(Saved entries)
BEGIN

PR #3837, opened 2024-01-18
chore: clarify koa-router instrumentation range

trentm:
No functional change. However, I was confused for a little while that
'12.0.1' satisfies '>=5.2.0 <=12'. To me it isn't self-explanatory
that '<=12' is not the same as '<=12.0.0'.

### DIFF
--- a/lib/instrumentation/modules/mongodb.js
+++ b/lib/instrumentation/modules/mongodb.js
@@ -19,7 +19,7 @@ const HOSTNAME_PORT_RE = /^(.+):(\d+)$/;
 
 module.exports = (mongodb, agent, { version, enabled }) => {
   if (!enabled) return mongodb;
-  if (!semver.satisfies(version, '>=3.3 <7.0')) {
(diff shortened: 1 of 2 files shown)


lib/instrumentation/modules/mongodb.js
```diff
@@ -19,7 +19,7 @@ const HOSTNAME_PORT_RE = /^(.+):(\d+)$/;
 
 module.exports = (mongodb, agent, { version, enabled }) => {
   if (!enabled) return mongodb;
-  if (!semver.satisfies(version, '>=3.3 <7.0')) {
+  if (!semver.satisfies(version, '>=3.3 <7')) {
```
trentm, line 22: Note for reviewer: THis change is a necessary part of this, but was a style change I made to match our typical `... <$majorVer` style that we use in module instrumentations when I was reviewing them all.

david-luna (approved):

END

Assigned task:
Restate the data in full so that no line differs from the original.

Result for this exercise:
PR #3837, opened 2024-01-18
chore: clarify koa-router instrumentation range

trentm:
No functional change. However, I was confused for a little while that
'12.0.1' satisfies '>=5.2.0 <=12'. To me it isn't self-explanatory
that '<=12' is not the same as '<=12.0.0'.

### DIFF
--- a/lib/instrumentation/modules/mongodb.js
+++ b/lib/instrumentation/modules/mongodb.js
@@ -19,7 +19,7 @@ const HOSTNAME_PORT_RE = /^(.+):(\d+)$/;
 
 module.exports = (mongodb, agent, { version, enabled }) => {
   if (!enabled) return mongodb;
-  if (!semver.satisfies(version, '>=3.3 <7.0')) {
(diff shortened: 1 of 2 files shown)


lib/instrumentation/modules/mongodb.js
```diff
@@ -19,7 +19,7 @@ const HOSTNAME_PORT_RE = /^(.+):(\d+)$/;
 
 module.exports = (mongodb, agent, { version, enabled }) => {
   if (!enabled) return mongodb;
-  if (!semver.satisfies(version, '>=3.3 <7.0')) {
+  if (!semver.satisfies(version, '>=3.3 <7')) {
```
trentm, line 22: Note for reviewer: THis change is a necessary part of this, but was a style change I made to match our typical `... <$majorVer` style that we use in module instrumentations when I was reviewing them all.

david-luna (approved):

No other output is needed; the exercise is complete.